BEGIN TASK MATERIAL

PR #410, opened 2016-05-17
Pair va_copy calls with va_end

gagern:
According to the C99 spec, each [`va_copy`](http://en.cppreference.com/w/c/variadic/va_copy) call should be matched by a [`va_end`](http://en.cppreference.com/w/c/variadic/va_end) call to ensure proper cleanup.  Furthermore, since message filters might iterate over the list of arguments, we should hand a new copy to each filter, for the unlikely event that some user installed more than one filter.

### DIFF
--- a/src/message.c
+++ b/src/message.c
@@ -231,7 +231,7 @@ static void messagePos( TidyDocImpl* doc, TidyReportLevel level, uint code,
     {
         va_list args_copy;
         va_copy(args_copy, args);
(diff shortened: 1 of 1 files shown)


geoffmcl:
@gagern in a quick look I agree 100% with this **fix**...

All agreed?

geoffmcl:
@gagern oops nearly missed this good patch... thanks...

END TASK MATERIAL

WORK TO COMPLETE.
The records must each be output verbatim, with nothing left out.

WRITTEN RESPONSE.
PR #410, opened 2016-05-17
Pair va_copy calls with va_end

gagern:
According to the C99 spec, each [`va_copy`](http://en.cppreference.com/w/c/variadic/va_copy) call should be matched by a [`va_end`](http://en.cppreference.com/w/c/variadic/va_end) call to ensure proper cleanup.  Furthermore, since message filters might iterate over the list of arguments, we should hand a new copy to each filter, for the unlikely event that some user installed more than one filter.

### DIFF
--- a/src/message.c
+++ b/src/message.c
@@ -231,7 +231,7 @@ static void messagePos( TidyDocImpl* doc, TidyReportLevel level, uint code,
     {
         va_list args_copy;
         va_copy(args_copy, args);
(diff shortened: 1 of 1 files shown)


geoffmcl:
@gagern in a quick look I agree 100% with this **fix**...

All agreed?

geoffmcl:
@gagern oops nearly missed this good patch... thanks...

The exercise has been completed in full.